Michael Pitts
Professor of Psychology
Psychology Department
Division of Philosophy, Religion, Psychology, and Linguistics
I joined the Reed faculty in 2011, after earning a Ph.D. in Psychology from Colorado State University in 2007, followed by four years of post-doctoral research in Neuroscience at UCSD. My primary research interests center around the search for the neural substrates of consciousness. In psychology and cognitive neuroscience, it is generally accepted that most of what the brain does, it does so automatically, unconsciously. Because we have conscious experiences, however, some aspects of what the brain does must result in our subjective awareness of the world and of our own thoughts and feelings. A key unanswered question that my research seeks to resolve is: How does brain activity differ during conscious versus unconscious processing of objects and events in our world?

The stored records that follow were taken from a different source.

PR #9352, opened 2022-02-07
feat: Fallback to GDPR-compliant version GRO-802

jonallured:
Rather than falling back to the version of our signup form that does not have the checkboxes split out, this PR takes the opposite approach - when in doubt comply with this rule. This should not happen often but we had some trouble with ip lookups recently and that meant for visitors in GDPR countries we were not in compliance - yikes!

In terms of the code changes all I'm doing here is taking advantage of the fact that empty string is falsy in Javascript. 🤷 

https://artsyproduct.atlassian.net/browse/GRO-802

/cc @artsy/grow-devs


The-Beez-Kneez:
LGTM, glad we went with the less legal ramifications option lol

PR #9355, opened 2022-02-07
feat: Use article byline on homepage GRO-721

jonallured:
All I did here was switch from the `article.name` to the `byline` field that was already added by @dzucconi - here's some visual proof:

### before

Screen Shot 2022-02-07 at 3 41 47 PM

### after

Screen Shot 2022-02-07 at 3 41 37 PM

I was expecting to have to deal with some test fallout but...I think it was all correctly regenerated by relay? Pretty magical! ✨ 

https://artsyproduct.atlassian.net/browse/GRO-721

/cc @artsy/grow-devs


damassi:
> I was expecting to have to deal with some test fallout but...I think it was all correctly regenerated by relay? Pretty magical!

No doubt, the engineers at facebook have the best ideas

damassi (approved):

PR #9736, opened 2022-03-24
fix(featureflags): return empty object regardless when setting up feature flags

dzucconi:

### Description

If you don't have Unleash set up locally or if there's an error, anything using a feature flag is going to error:


mc-jones:
🙏

PR #9741, opened 2022-03-25
feat(FX-3846): display alternate metadata when hovering on artwork grid item

dimatretyak:
This PR solves [FX-3846]

### Demo
https://user-images.githubusercontent.com/3513494/160117036-60cce5ce-78a6-4190-938d-e610f6bc54a5.mp4


nickskalkin (approved):
Looks good to me 👍  

The only thing unclear to me is why [this test](https://github.com/artsy/force/pull/9741/files#diff-76ed794e874c32ba3bf803a6bf256bca2eb3820865ad83f3a254988ae6c4a82cR73) is changed. Could you explain it to me @dimatretyak?

dimatretyak:
> The only thing unclear to me is why [this test](https://github.com/artsy/force/pull/9741/files#diff-76ed794e874c32ba3bf803a6bf256bca2eb3820865ad83f3a254988ae6c4a82cR73) is changed. Could you explain it to me @dimatretyak?

Yep, sure. This is due to the fact that we are requesting a little more information [here](https://github.com/artsy/force/blob/b13385fada3dbee658e671efba2ea5071f3b840f/src/v2/Components/Artwork/Details.tsx#L337) ([attributionClass](https://github.com/artsy/force/blob/b13385fada3dbee658e671efba2ea5071f3b840f/src/v2/Components/Artwork/HoverDetails.tsx#L66-L68), [mediumType](https://github.com/artsy/force/blob/b13385fada3dbee658e671efba2ea5071f3b840f/src/v2/Components/Artwork/HoverDetails.tsx#L69-L71)) than it was originally

gkartalis (approved):

src/v2/Components/Artwork/HoverDetails.tsx
```diff
@@ -0,0 +1,82 @@
...
+  artwork: HoverDetails_artwork
+}
+
+const HoverDetails: FC<HoverDetailsProps> = ({ artwork }) => {
+  const labels = compact([
+    artwork.attributionClass?.name,
+    artwork.mediumType?.name,
+  ])
+  const pills = labels.map((label, index) => ({
+    id: `${artwork.internalID}-pill-${index}`,
```
dblandin, line 19: **question / non-blocking**: Is it important to use the artwork ID and pass it down to the NonClickablePill as its key or could we rely just on indexes instead? Do having the artwork ID encoded in the component key help with testing? I don't see it currently used for that purpose.

src/v2/Components/Artwork/HoverDetails.tsx
```diff
@@ -0,0 +1,82 @@
...
+  }))
+
+  if (pills.length === 0) {
+    return null
+  }
+
+  return (
+    <HoverContainer>
+      {pills.map((pill, index) => {
+        const isLastPill = pills.length - 1 === index
```
dblandin, line 30: **question / non-blocking**: Might not be an appropriate use case for this, but whenever I see logic for determining if an item is last to adjust styling/spacing I think of our [Join component](https://palette.artsy.net/elements/join/) in Palette. Could that and a spacer component with right margin be useful here?

dblandin (commented):
Looks excellent. Nice work! 💯

dblandin (approved):

src/v2/Components/Artwork/HoverDetails.tsx
dimatretyak: Good catch! I once again forgot about the existence of this component

src/v2/Components/Artwork/HoverDetails.tsx
dimatretyak: > Is it important to use the artwork ID and pass it down to the NonClickablePill as its key or could we rely just on indexes instead?

It is better to always try to pass a unique value for key (this is considered good practice in [React](https://reactjs.org/docs/lists-and-keys.html#keys)). For this situation, we can also pass index as a key, but I decided to follow the recommended rules + this will help us to be safe and avoid problems that may arise if we use index for key (such problems are very difficult to debug)

dblandin: Gotcha. Yeah, seems like keys need to be unique among siblings and not globally but even then, it looks like React still recommends using IDs if available. Sounds good and thanks for clarifying! 👍🏼

PR #9742, opened 2022-03-25
chore: remove unused CollectionsRail component

mdole:
The type of this PR is: **Cleanup**

### Description

While working on moving MarketingCollections from KAWS to Gravity, we were wondering if we needed to support `randomizationSeed` and `showOnEditorial`, which [led to](https://github.com/artsy/gravity/pull/15152/files#r835208868) looking at these components, which led to me realizing that I don't think they're referenced anywhere. 

Cleaning these up should allow us to deprecate `randomizationSeed` and `showOnEditorial`, continuing to clean up and simplify the collections schema.

Let me know if you have questions or I missed something!

cc @dblandin


damassi:
✌️

PR #9748, opened 2022-03-25
refactor(cells): show cell

dzucconi:
Another cell type refactor. This time shows.


damassi (dismissed):
Looks good! One non-blocking (and very minor) bit of feedback for the cells in general is its more common to see naming that looks something like 
```
ThingNameCategory
```
vs 
```
CategoryThingName
```
So:
```
HomeCell
ArtistCell
ArtworkCell
AuctionCell
EtcCell
```

dzucconi:
I prefer broader => smaller. Helps when reading to see the a particular class of object followed by its refinement. 🤷

damassi:
Yeah i was just thinking too that when dealing with something that's more framework-y general, its nice to be able to scan and see the broad category and know that it's not a component that lives in say `Apps/Auction` (where the name prefix is the idiom)

PR #9757, opened 2022-03-28
fix(auction): prevents overflowing text from breaking out of column in Firefox

dzucconi:
Some interaction between `white-space: nowrap` and CSS grid: https://bugzilla.mozilla.org/show_bug.cgi?id=1528030


src/v2/Components/ArtworkGrid/ArtworkGrid.tsx
```diff
@@ -178,7 +178,7 @@ export class ArtworkGridContainer extends React.Component<
       <GridColumns width="100%">
         {nodes.map(artwork => {
           return (
-            <Column span={[6, 4]} key={artwork.internalID}>
+            <Column span={[6, 4]} key={artwork.internalID} minWidth={0}>
```
damassi, line 181: 😓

To address this question, the primary strategy I use is to compare brain activity elicited by the same physical stimulus (typically visual or auditory) when it is perceived versus not-perceived, or perceived as X versus Y. In my lab we measure electrical brain activity non-invasively with EEG and use psychophysics, behavioral tasks, and eye tracking to manipulate attention and awareness in human subjects. My teaching relates to my research by providing students with a background in cognitive neuroscience methods, sensation and perception research, and specialized investigations into the neuroscience of consciousness and attention and consciousness research. I currently share research space with my colleague, Enriqueta Canseco-Gonzalez who studies neural mechanisms of language processing, and our lab is collectively known as the "SCALP Lab," an acronym for "Sensation, Cognition, Attention, Language, and Perception Lab."